# Help me pick a gun.



## satchamo (Jan 21, 2015)

I'm on the market for a new coyote gun.

Currently I shoot an.h&r sb2 ultra varmint but I am wanting a new bolt gun.

I am stewing between the 204 or 22-250. Where I hunt shots beyond 200 yds are rare. I have always liked my 22-250 but I picked up a savage 25 walking varmint in a 204 and fell in love with the feel of the gun.

I have also had my eye on a TC venture predator in either 22-250 or 204.

So I guess I have three questions:

204 or 22-250?

Savage 25 walking varmint (only an option should I opt with 204) or TC venture predator?

Any other guns you recommend in the 500 or less range you recommend? Im not wanting an overly bulky bench type gun. I do want a heavier barrel but I need to be able to tote it around all day as I often carry it when I'm shed hunting just case...

Thanks in advance for the help!


----------



## hassell (Feb 9, 2010)

Welcome to PT, I use the 250 and really like the 204 though I don't own one. I would lean towards the 204 in your case.


----------



## glenway (Mar 27, 2011)

Go for the gusto: 26 Nosler.

Based on the 7mm Remington Ultra Mag - shortened with a sharper shoulder angle - fires a 100-grain Ballistic Tip at 3635 fps at .5 MOA and up to 160-grain round-nose bullets at close to 3000 fps. The gun is a Nosler model 48 with a match-grade stainless barrel. A screamer that shoots sub MOA with any load.

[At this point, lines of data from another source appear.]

PR #1604, opened 2021-05-18
Update NGINX Plus to R24

lucacome:
- Updated to R24
- Simplified updating to a new version

For Debian there's a virtual package named with the R version, for example `nginx-plus-r24`, form there we can figure out the latest version of the actual NGINX package for that version and the modules.

### DIFF
--- a/build/Dockerfile
+++ b/build/Dockerfile
@@ -1,5 +1,6 @@
 # syntax=docker/dockerfile:1.2
 ARG BUILD_OS=debian
+ARG NGINX_PLUS_VERSION=r24
 
 ############################################# Base image for Debian #############################################
 FROM nginx:1.21.0 AS debian
@@ -33,8 +34,7 @@ COPY --chown=nginx:0 internal/configs/oidc/* /etc/nginx/oidc/
 ############################################# Base image for Debian with NGINX Plus #############################################
 FROM debian:buster-slim AS debian-plus
 ARG IC_VERSION
-ENV NGINX_PLUS_VERSION 23-1~buster
-ENV NGINX_NJS_VERSION 23+0.5.0-1~buster
+ARG NGINX_PLUS_VERSION
 
 RUN --mount=type=secret,id=nginx-repo.crt,dst=/etc/ssl/nginx/nginx-repo.crt,mode=0644 \
 	--mount=type=secret,id=nginx-repo.key,dst=/etc/ssl/nginx/nginx-repo.key,mode=0644 \
@@ -46,9 +46,10 @@ RUN --mount=type=secret,id=nginx-repo.crt,dst=/etc/ssl/nginx/nginx-repo.crt,mode
 	&& gpg --no-default-keyring --keyring nginx_keyring.gpg --export > /etc/apt/trusted.gpg.d/nginx_signing.gpg \
 	&& wget -P /etc/apt/apt.conf.d https://cs.nginx.com/static/files/90pkgs-nginx \
 	&& echo "Acquire::https::pkgs.nginx.com::User-Agent  \"k8s-ic-$IC_VERSION-apt\";" >> /etc/apt/apt.conf.d/90pkgs-nginx \
-	&& printf "deb https://pkgs.nginx.com/plus/debian buster nginx-plus\n" > /etc/apt/sources.list.d/nginx-plus.list \
-	&& apt-get update && apt-get install --no-install-recommends --no-install-suggests -y \
-	nginx-plus=${NGINX_PLUS_VERSION} nginx-plus-module-njs=${NGINX_NJS_VERSION} \
+	&& printf "%s\n" "deb https://pkgs.nginx.com/plus/debian buster nginx-plus" > /etc/apt/sources.list.d/nginx-plus.list \
+	&& apt-get update \
+	&& apt-get install --no-install-recommends --no-install-suggests -y \
+	nginx-plus-${NGINX_PLUS_VERSION} nginx-plus-module-njs-${NGINX_PLUS_VERSION} \
 	&& apt-get purge --auto-remove -y apt-transport-https gnupg wget \
 	&& rm -rf /var/lib/apt/lists/*
 
@@ -58,13 +59,7 @@ COPY --chown=nginx:0 internal/configs/oidc/* /etc/nginx/oidc/
 ############################################# Base image for Debian with NGINX Plus and App Protect #############################################
 FROM debian-plus as debian-plus-nap
 ARG IC_VERSION
-
-ENV APPPROTECT_MODULE_VERSION 23+3.462.0-1~buster
-ENV APPPROTECT_PLUGIN_VERSION 3.462.0-1~buster
-ENV APPPROTECT_ENGINE_VERSION 6.53.1-1~buster
-ENV APPPROTECT_COMPILER_VERSION 6.53.1-1~buster
-ENV APPPROTECT_SIG_VERSION 2021.02.26-1~buster
-ENV APPPROTECT_THREAT_CAMPAIGNS_VERSION 2021.03.02-1~buster
+ARG NGINX_PLUS_VERSION
 
 RUN --mount=type=secret,id=nginx-repo.crt,dst=/etc/ssl/nginx/nginx-repo.crt,mode=0644 \
 	--mount=type=secret,id=nginx-repo.key,dst=/etc/ssl/nginx/nginx-repo.key,mode=0644 \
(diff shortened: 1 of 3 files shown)


build/Dockerfile
```diff
@@ -65,14 +61,17 @@ RUN --mount=type=secret,id=nginx-repo.crt,dst=/etc/ssl/nginx/nginx-repo.crt,mode
...
+	&& apt-get update \
+	&& module_version=$(apt-cache showpkg nginx-plus-module-appprotect | awk -v ver="nginx-plus-$NGINX_PLUS_VERSION" '{ if ($6 == ver) {print $1; exit}}') \
+	engine_version=$(apt-cache showpkg app-protect | awk -v ver="$module_version" '{ if ($1 == ver && $3 == "nginx-plus-module-appprotect") {print substr($NF, 1, length($NF)-1); exit}}') \
+	&& apt-get install --no-install-recommends --no-install-suggests -y \
+	nginx-plus-module-appprotect=${module_version} \
+	app-protect-plugin=$(apt-cache showpkg nginx-plus-module-appprotect | awk -v ver="nginx-plus-$NGINX_PLUS_VERSION" '{ if ($6 == ver) {print substr($NF, 1, length($NF)-1); exit}}') \
+	app-protect-engine=${engine_version} \
+	app-protect-compiler=${engine_version} \
+	app-protect=${module_version} \
+	&& apt-get install -y app-protect-attack-signatures \
```
lucacome, line 73: we will always install the latest version of signatures and threats, I don't think it makes sense pin it to a specific version

build/Dockerfile
```diff
@@ -34,8 +34,10 @@ RUN --mount=type=secret,id=nginx-repo.crt,dst=/etc/ssl/nginx/nginx-repo.crt,mode
 	&& wget -P /etc/apt/apt.conf.d https://cs.nginx.com/static/files/90pkgs-nginx \
 	&& echo "Acquire::https::pkgs.nginx.com::User-Agent  \"k8s-ic-$IC_VERSION-apt\";" >> /etc/apt/apt.conf.d/90pkgs-nginx \
 	&& printf "deb https://pkgs.nginx.com/plus/debian buster nginx-plus\n" > /etc/apt/sources.list.d/nginx-plus.list \
-	&& apt-get update && apt-get install --no-install-recommends --no-install-suggests -y \
-	nginx-plus=${NGINX_PLUS_VERSION} nginx-plus-module-njs=${NGINX_NJS_VERSION} \
+	&& apt-get update \
+	&& apt-get install --no-install-recommends --no-install-suggests -y \
+	nginx-plus=$(apt-cache showpkg nginx-plus-$NGINX_PLUS_VERSION | awk '{ if ($1 == "nginx-plus") {print $2; exit}}') \
```
lucacome, line 39: Form R24 the virtual package started working so this could be simplified to `nginx-plus-r24`, but doesn't work with `R23`.

This doesn't apply to NAP since they don't have R virtual packages.

build/Dockerfile
```diff
@@ -1,5 +1,6 @@
 # syntax=docker/dockerfile:1.2
 ARG BUILD_OS=debian
+ARG NGINX_PLUS_VERSION=r24
```
pleshakov, line 3: we should document the behavior here https://docs.nginx.com/nginx-ingress-controller/installation/building-ingress-controller-image/  : when  building an NGINX Plus image, the Dockerfile will install the latest patch version of the major NGINX Plus version supported in by the Ingress Controller release.

build/Dockerfile
pleshakov, line 39: would it make sense to add comments about why those bash scripts are necessary? For example, "figure out the latest patch version of the supported NGINX Plus version". I found those commands a bit confusing, but that might be just me though.

build/Dockerfile
```diff
@@ -65,14 +61,17 @@ RUN --mount=type=secret,id=nginx-repo.crt,dst=/etc/ssl/nginx/nginx-repo.crt,mode
...
-	&& apt-get update && apt-get install --no-install-recommends --no-install-suggests -y \
-	nginx-plus-module-appprotect=$APPPROTECT_MODULE_VERSION \
-	app-protect-plugin=$APPPROTECT_PLUGIN_VERSION \
-	app-protect-engine=$APPPROTECT_ENGINE_VERSION \
-	app-protect-compiler=$APPPROTECT_COMPILER_VERSION \
-	app-protect=$APPPROTECT_MODULE_VERSION \
-	&& apt-get install -y app-protect-attack-signatures${APPPROTECT_SIG_VERSION:+=$APPPROTECT_SIG_VERSION} \
-	&& apt-get install -y app-protect-threat-campaigns${APPPROTECT_THREAT_CAMPAIGNS_VERSION:+=$APPPROTECT_THREAT_CAMPAIGNS_VERSION} \
+	&& apt-get update \
+	&& module_version=$(apt-cache showpkg nginx-plus-module-appprotect | awk -v ver="nginx-plus-$NGINX_PLUS_VERSION" '{ if ($6 == ver) {print $1; exit}}') \
```
pleshakov, line 65: what is version of app protect that gets used?

does it mean a new app protect release (say 3.3) will be automatically supported? if that is the case, is it reasonable? do we need to ensure that our pipelines pass tests against that new version?

build/Dockerfile
pleshakov: pinging @rafwegv to double check if there are any potential issues

build/Dockerfile
```diff
@@ -20,8 +21,7 @@ RUN apk add --no-cache libcap \
 ############################################# Base image for Debian with NGINX Plus #############################################
 FROM debian:buster-slim AS debian-plus
 ARG IC_VERSION
-ENV NGINX_PLUS_VERSION 23-1~buster
-ENV NGINX_NJS_VERSION 23+0.5.0-1~buster
+ARG NGINX_PLUS_VERSION
```
pleshakov, line 24: I wonder if should provide a fallback option - allow customers to use specific version. 
For example, imagine a problem is discovered in a new version of NGINX Plus patch version. Or in a module. Would it be possible for a customer to fall back to the previous versions?

build/Dockerfile
lucacome: yes, whatever is the latest compatible version with that `R` version

build/Dockerfile
lucacome: if we don't want to support building for older versions this can be simplified to just use r24 like for UBI, but I can add a comment otherwise (or in NAP)

build/Dockerfile
lucacome: hmm has this ever happened? I think if there was a known problem with a specific version of NGINX Plus, the team would release a new version right away?

I can't think of a way to allow for a specific version with this method, you can only change R version I think, like use `r23`. In Debian the patch version is not specified in the virtual package
```
Provides:
24-2~buster - nginx-plus-r24 ...
24-1~buster - nginx-plus-r24 ...
```
they're both `nginx-plus-r24`. 

I remember reading that this is because `apt` was made with the assumption that people want to always install the latest version of a package 99% of the time .

build/Dockerfile
rafwegv: @pleshakov @lucacome Afair this was pinned to have repeatable builds. I am all good with just installing the latest.

build/Dockerfile
rafwegv: In this (3.2) release only R24 is supported (and this will probably be the case for further releases), so i think installing latest nap supported by plus is a good way to go

build/Dockerfile
lucacome: yeah I think it's better to build with the latest available signatures and threats, outdated ones don't really make sense right?

build/Dockerfile
pleshakov: hm. perhaps it's just a matter of some additional documentation. For example:

```bash
	&& apt-get install --no-install-recommends --no-install-suggests -y \
	## the commands below install the latest patch version of the major NGINX Plus version specified in $NGINX_PLUS_VERSION
	## as well as the latest versions of the modules packages compatible with $NGINX_PLUS_VERSION
	## if you would like to fix the installed version, modify the lines below
	## For example:
	##  nginx-plus=24-2~buster
	nginx-plus=$(apt-cache showpkg nginx-plus-$NGINX_PLUS_VERSION | awk '{ if ($1 == "nginx-plus") {print $2; exit}}') \
	nginx-plus-module-njs=$(apt-cache showpkg nginx-plus-module-njs-$NGINX_PLUS_VERSION | awk '{ if ($1 == "nginx-plus-module-njs") {print $2; exit}}') \
```

I think something like that will give a clear way for customers to fix the versions if that is required. Whether they want reproducible builds or need to roll back to the previous NGINX Plus or any module version

What do you think?

build/Dockerfile
pleshakov: by older versions, you mean R23?

build/Dockerfile
pleshakov: we will need to document what gets installed for app protect. I think here is a good place https://docs.nginx.com/nginx-ingress-controller/app-protect/installation/#build-the-docker-image

pleshakov: > yeah I think it's better to build with the latest available signatures and threats, outdated ones don't really make sense right?

 Can `app-protect-attack-signatures` or `app-protect-threat-campaigns` after being upgraded in the repos require a newer version of the other app protect packages, newer than the one we calculated?  In that case, the install will fail. But not sure if this case can happen at all.

lucacome: No they're not tied to a specific version of the app protect package

build/Dockerfile
lucacome: anything before R24

build/Dockerfile
lucacome: Thinking about this again, we never mentioned before what version of NGINX would be installed. Not sure if we should start now.

build/Dockerfile
lucacome: I've changed it to use `nginx-plus-r24` to match the other builds.

build/Dockerfile
pleshakov: previously, the version was fixed. Not it is floating, which means at different points of time, the `docker build` command can produce an image with different versions. I think we should mention that. This is a change from previous behavior.

pleshakov: Because we will not release a new version of KIC on every patch release, we should explicitly mention that. Something like this:
After a [new NGINX Plus patch version](https://docs.nginx.com/nginx/releases/) is released, make sure to rebuild the image so that you always running the latest version.

build/Dockerfile
pleshakov: what would be a way to fix the versions? could we mention how to do that?

lucacome: Talked to @brianehlert and we shouldn't block this PR because of docs. If a request for docs on how to change the version arises, we'll update them then.

pleshakov: sounds good. could you address this one https://github.com/nginxinc/kubernetes-ingress/pull/1604#discussion_r634786314 ?
we have the same thing for the app protect images as well - because now we will always install the latest

brianehlert: The major version is set in the dockerfile.
The convenience is that the latest matching release of the major version is installed.
I believe this aligns with expectations and provides reasonable stability.

I would expect app protect to operate the same way.  Major version pin.  Latest patch.
This should avoid problems.
I would expect app protect to pin to versions of nginx.  As there are modules involved and those are compiled to the nginx binary.

Adding a note to rebuild your image when there is an update to nginx to get the latest update is prudent.

soneillf5 (approved):

docs-web/installation/building-ingress-controller-image.md
```diff
@@ -55,6 +55,8 @@ We build the image using the make utility and the provided `Makefile`. Let’s c
 
       As a result, the image **myregistry.example.com/nginx-plus-ingress:1.11.2** is built. Note that the tag `1.11.2` comes from the `VERSION` variable, defined in the Makefile.
 
+      **Note**: In the event of a patch version of NGINX Plus being [released](/nginx/releases/), make sure to rebuild your image to get the latest version. If your system is caching the Docker layers, add `DOCKER_BUILD_OPTIONS="--no-cache"` to the `make` command.
```
pleshakov, line 58: could you add a similar note for App Protect? The PR also affects how AppProtect packages are installed 

https://docs.nginx.com/nginx-ingress-controller/app-protect/installation/#build-the-docker-image

lucacome: updated

pleshakov (approved):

Of course, there are trade-offs with such velocity, but the Nosler is designed to produce extreme velocity with high-ballistic-coefficient bullets in 6.5mm offerings with phenomenal accuracy throughout the bullet-weight range.

Maybe a bit of overkill, if you believe in such a concept.

Details here: http://www.nosler.com/26-nosler/


----------



## Rick Howard (Feb 25, 2012)

What I've read about the .204 is great. My experience Thus far is contrary. Jury is still out for me. I hung up my .204 until I can get it shooting correct. I think with the right tinkering I can get what I want from the rifle. However, I am in a unique situation here. Our regulations allow centerfire under .22 cal only in some areas. The .204 being the largest commercially available fitting the description, it is a good choice for me.

From what I've read and experienced. The .204 can be finicky. If your not a tinkering type or reload. You may consider the 22-250 a better out of the box choice.

Personally I like the 22-250 better. I have more choices of ammo from factory or reloading. I prefer a slightly heavier bullet especially with the varmint type bullets. I think the super speed of that .204 40g varmint pill is more likely to splash than a 55g varmint pill moving a little slower. At least it's what I've seen so far.

Just my 2 cents.


----------



## satchamo (Jan 21, 2015)

Anyone have any experience with the savage 25 walking varminter or the TC Venture predator?


----------



## singlesix (May 13, 2010)

I like the way the Ruger predator series rifles look, but I have not been able to shoot one. Based off looks alone. But I do have a Ruger Hawkeye that is a joy to own. The actions are pretty much the same.


----------



## texaspredatorhunter (Aug 14, 2014)

I have a Ruger m77 varmint in 22 250. very small and tight groups. 1:14 twist makes it hard to get real heavy on the lead without sacrificing accuracy. I saw 7mm ultra mag up there and I won't lie that's up towards the top of my favorite list. It's got flatter trajectory than a 22-250 but packs a thumpin'. If you want to be mildly odd ball find a 224 weatherby. Don't the availability of them anymore but it's an odd duck.


----------



## Ruger (Jan 22, 2011)

Love the .204 round. Never had problems with it putting my fur down. 35 or 40 grain bergers have been my favorite bullet for dropping em with little fur damage.


----------



## dwtrees (Mar 5, 2012)

I myself prefer the 22-250 but my hunting areas are longer ranges due to our rolling hills and prairie in central ND. Or I will use my .223 AR for the shorter ranges out to 200 yds (only has a 16" barrel, wish I would have bought the 20"). I have never tried out a .204 so I can't say anything about them.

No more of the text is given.